I had a problem at a major global bank I was working for rolling out XenApp, all went fine until we got to Tokyo. I could not get the systems in Tokyo to ping the Citrix servers hosted in London but they could ping any other servers in London, just the Citrix servers. My immediate reaction was it had to be a firewall right? After a bit of too and froing I had to acknowledge it was a Citrix issue so my trusty tool called Wireshark was brought in to action and what it showed me was that packets were being re-transmitted thousands of time and eventually dropped. What was going on?

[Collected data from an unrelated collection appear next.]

PR #2684, opened 2015-02-03
Prevent apache headaches for new installs

jkazimir:
This fixes an issue with .htaccess for people using apache without mod_negotiation which has been mentioned on IRC a few times now.

Cheers!


GawainLynch:
Legendary @jkazimir!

After a bit of digging I discovered that this bank had reduced their WAN MTU for the GRE tunnel they were running to Tokyo which is a perfectly normal and recommended thing to do for GRE however because the TCP Offload was trying to negotiate the MTU size which cause thousands of re-transmits the packets never made it to the Citrix session Servers. This is an example how things can get lost in translation from physical to virtual. I was running these Citrix Servers on a VMWare cluster and once the VMWare tools were installed they will detect the TOE card and attempt to use it as it did on this occasion so we had a virtual NIC and a Physical NIC both attempting to use the TCP offload engine which failed. Disabling the TCP offload on the VM instantly fixed the issue. I have also seen slow network issues and again disabling the offload engine has rectified the problem.
I hope you find this guide useful, it is not exhaustive but it will cover most of your Citrix related performance problems and you will find that they will come down to one two things, [1 stupidity] that being where the servers are not sized up properly or the file server that everyone uses is on a 10MB WAN link 100 miles away or user profiles have bloated to over 100MB etc..  Stuff gets lost in translation from Physical to virtual. The conversion from traditional PC’s to virtual desktops introduces new IT challenges that unless you are experienced in you not have considered like profiles and printing.
Final thought, remember there are the P’s that you need to get right in Citrix, Performance, Printing and Profiles. Get these right and you will have a happy user base.